* _Exercise objective_: If a line in the records below contains the word "looking", return that line.
-------- Records supplied --------
PR #1492, opened 2019-07-16
Read error

ChristinaLyu0710-zz:
Read paths to pr directory from Google Spreadsheet and examine the build-log.txt in the directories to find errors and warnings. Output a csv file that contains lines of error, number of prs that contains the error and all the pr directories.


howardjohn (commented):
this should have a readme describing when why and how to run this. Otherwise this will just rot like many other things in this repo

toolbox/errorfinder/main.go
```diff
@@ -0,0 +1,394 @@
...
+	defer rc.Close()
+
+	data, err := ioutil.ReadAll(rc)
+	if err != nil {
+		return "", err
+	}
+	return string(data), nil
+}
+
+func (f *ErrorFinder) getContent(ctx context.Context, filePaths []string) (map[string]string, map[string][]string, map[string][]string, error) {
```
howardjohn: Why do we need all of this manual parsing when the tests already output a well formatted junit file?

toolbox/errorfinder/main.go
```diff
@@ -0,0 +1,394 @@
...
+		}
+
+	}
+}
+
+func main() {
+	var fileName string
+	flag.StringVar(&fileName, "OutputFileName", "", "A file name for output csv file with .csv at the end.")
+	var spreadsheetID string
+	flag.StringVar(&spreadsheetID, "SpreadsheetId", "", "Spreadsheet ID for the spreadsheet containing file path")
```
howardjohn: this seems odd to me... Where does the spreadsheet come from? If we have a spreadsheet that contains all of the failures then clearly we have some code that makes this. Why can't we just do this logic there?

toolbox/errorfinder/main.go
```diff
@@ -0,0 +1,394 @@
...
+	bucket := client.Bucket(f.bucketName)
+	buildFile := bucket.Object(prefix + "build-log.txt")
+
+	rc, err := buildFile.NewReader(ctx)
+	if err != nil {
+		return "", err
+	}
+	defer rc.Close()
+
+	data, err := ioutil.ReadAll(rc)
```
howardjohn: This might crash/OOM. We have some build-log.txts that are >4GB large

toolbox/errorfinder/main.go
ChristinaLyu0710-zz: I'm reading the build-log.txt files because I'm interested in errors that occur when running the commands that can be both fatal and not fatal that comes from the build and run commands but not from tests.

toolbox/errorfinder/main.go
ChristinaLyu0710-zz: The spreadsheet contains a list of prs from istio-prow not all of the failures.

howardjohn: Where did the spreadsheet come from though? I assume someone didn't make it by hand?

toolbox/errorfinder/main.go
ChristinaLyu0710-zz: Just fixed it.

toolbox/errorfinder/main.go
ChristinaLyu0710-zz: Maria shared with me. I don't think she made it by hand. https://docs.google.com/spreadsheets/d/1XK4Nbq7nwqwXMC7waMsEqhe_wOf1J1rqwbECrop9fQI/edit?ts=5d277e24#gid=0

howardjohn: Yes, so what I am saying is: Someone wrote code to go through all of our tests and find failures and create this spreadsheet. Now you are creating code to read the spreadsheet and then go through all of our tests and read all of the failures.. Why don't we just have one piece of code that does all of this?

Also @therealmitchconnors already has a bunch of code that parses and categorizes the errors, I would sync up with him to avoid all of this code duplication

utka: I asked @therealmitchconnors if he needs help with categorizing the errors and that's what she is doing here. Finding common errors, that later we can identified what is common failures.

toolbox/errorfinder/main.go
```diff
@@ -0,0 +1,405 @@
...
+			ind := strings.Index(processedString, "exit status")
+
+			if ind == -1 {
+				break
+			}
+			splitSlice := strings.SplitAfterN(processedString, "exit status", 2)
+			beforeExit := strings.Split(splitSlice[0], "\n")
+			afterExit := strings.Split(splitSlice[1], "\n")
+
+			var tenLinesBefore []string
```
utka: the name of the variable tenLInes, but it gets 20?

toolbox/errorfinder/main.go
```diff
@@ -0,0 +1,405 @@
...
+			}
+
+			var tenLinesAfter []string
+			if len(afterExit) > 20 {
+				tenLinesAfter = afterExit[:20]
+			} else {
+				tenLinesAfter = afterExit[:]
+			}
+
+			total := append(tenLinesBefore, tenLinesAfter...)
```
utka: So you are only looking at the lines around exit status?

toolbox/errorfinder/main.go
```diff
@@ -0,0 +1,405 @@
...
+	errorFinder, err := NewErrorFinder(client, bucketName)
+	if err != nil {
+		log.Fatalf("Unable to create new error finder: %v", err)
+	}
+
+	_, errorMap, warningMap, err := errorFinder.getContent(context, listOfPrs)
+	if err != nil {
+		fmt.Println(err)
+	}
+	writeCSV(errorMap, warningMap, fileName)
```
utka: How long usually getContent takes?

toolbox/errorfinder/main.go
```diff
@@ -0,0 +1,518 @@
...
+				newLineSplit := []string{}
+
+				for indexD, section := range lineSplit {
+
+					// Ignore empty strings
+					if strings.Compare(section, "") == 0 {
+						continue
+					}
+
+					// If word does not contain key words, generalize word to characters necessary.
```
utka, line 237: I don't understand what you are trying to do here.
why not to just 
newLineSplit = append(newLineSplit, section)
instead of lines 221 to 235.

utka, line 237: WHy do you want to look at every word instead of checking the line as whole?

toolbox/errorfinder/main.go
```diff
@@ -0,0 +1,518 @@
...
+					}
+					errorMap[line] = prSlice
+				}
+			}
+		}
+	}
+	return errorMap, warningMap, nil
+}
+
+// Read destination csv file to get previously generated errors and warnings.
```
utka, line 301: What is your csv format? 
Is your format: error type (error or warning),  error message, list of paths

utka (changes requested):

toolbox/errorfinder/main.go
ChristinaLyu0710-zz: I look at each word to see if I need to replace it with /s or /d. I want to keep the original error format but not leave it too detailed. For example for error:
Error: Fail to do A. Error: Fail to do B. Error: Fail to do C.
I will generalize the A, B, C to avoid making it three different errors.

ChristinaLyu0710-zz: I want to generalize the error lines. A lot of errors are the same errors but just with different file names that are specific to the content of the run. I am looking at lines in general to see if it is an error line or warning line. If it is I will generalize it to add to the slice.

toolbox/errorfinder/main.go
ChristinaLyu0710-zz: I have two lines in my csv file. One containing only the word "error" and one containing only "warning". The lines under "error" line are errors. Each line except the "error" and "warning" lines are composed of error/warning message, number of paths that contain the error/warning and the list of paths.

toolbox/errorfinder/main.go
```diff
@@ -0,0 +1,509 @@
...
+
+					// Ignore empty strings
+					if strings.Compare(section, "") == 0 {
+						continue
+					}
+
+					// If word does not contain key words, generalize word to characters necessary.
+					if !strings.Contains(strings.ToLower(section), "error") &&
+						!strings.Contains(strings.ToLower(section), "fail") && !strings.Contains(strings.ToLower(section), "warn") {
+						if indexD > 0 && strings.Compare(lineSplit[indexD-1], "container") == 0 {
```
utka: Can it be done with less ifs? Is it necessary to add \\s

ChristinaLyu0710-zz: I added the \s-es because I think it would make the error message easier to understand. I'll try with fewer ifs

PR #1493, opened 2019-07-17
Update Bazel to 0.28.0.

PiotrSikora:

### DIFF
--- a/docker/istio/shared/tools/install-bazel.sh
+++ b/docker/istio/shared/tools/install-bazel.sh
@@ -2,7 +2,7 @@
 
 set -eux
 
-BAZEL_VERSION='0.27.0'
+BAZEL_VERSION='0.28.0'
 BAZEL_BASE_URL='https://github.com/bazelbuild/bazel/releases/download'
 BAZEL_SH="bazel-${BAZEL_VERSION}-installer-linux-x86_64.sh"
 BAZEL_URL="${BAZEL_BASE_URL}/${BAZEL_VERSION}/${BAZEL_SH}"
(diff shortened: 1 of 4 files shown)


fejta (approved):
/hold 
What produces the images?
Do a /hold cancel when you're ready for it to merge

PiotrSikora:
No idea who/what produces the images. I believe it's a manual step, but I don't have permissions to push the images, so I don't have the details. cc @utka

utka:
/lgtm
I lost permissions to push images as well. I think it can be done by prow on call

PiotrSikora:
So we should cancel the hold and once it's merged we should get prow on-call to build & push the image? I that correct?

utka:
This is my understanding how prow on call works

Katharine:
I've built and pushed [the image](https://gcr.io/istio-testing/prowbazel:0.5.8).

fejta:
This isn't really a prow service. I suspect But we should have access to the `istio-testing`... and while I'm writing this looks like Katharine already did it (thanks!). I suspect she did this by running a command on her workstation (hence why it isn't prow).

Ideally we create postsubmits to build and push these images, like we do for kubernets/test-infra images. Then we can make sure prow is running those correctly. Examples of these jobs:

* Using GCB -- https://github.com/kubernetes/test-infra/blob/7aef384140833379d3e72f33bc0bb9d10770aefe/config/jobs/kubernetes/test-infra/test-infra-trusted.yaml#L155-L182
* Using bazel -- https://github.com/kubernetes/test-infra/blob/7aef384140833379d3e72f33bc0bb9d10770aefe/config/jobs/kubernetes/test-infra/test-infra-trusted.yaml#L55-L74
--------
* _Task output_:
utka: So you are only looking at the lines around exit status?
ChristinaLyu0710-zz: I want to generalize the error lines. A lot of errors are the same errors but just with different file names that are specific to the content of the run. I am looking at lines in general to see if it is an error line or warning line. If it is I will generalize it to add to the slice.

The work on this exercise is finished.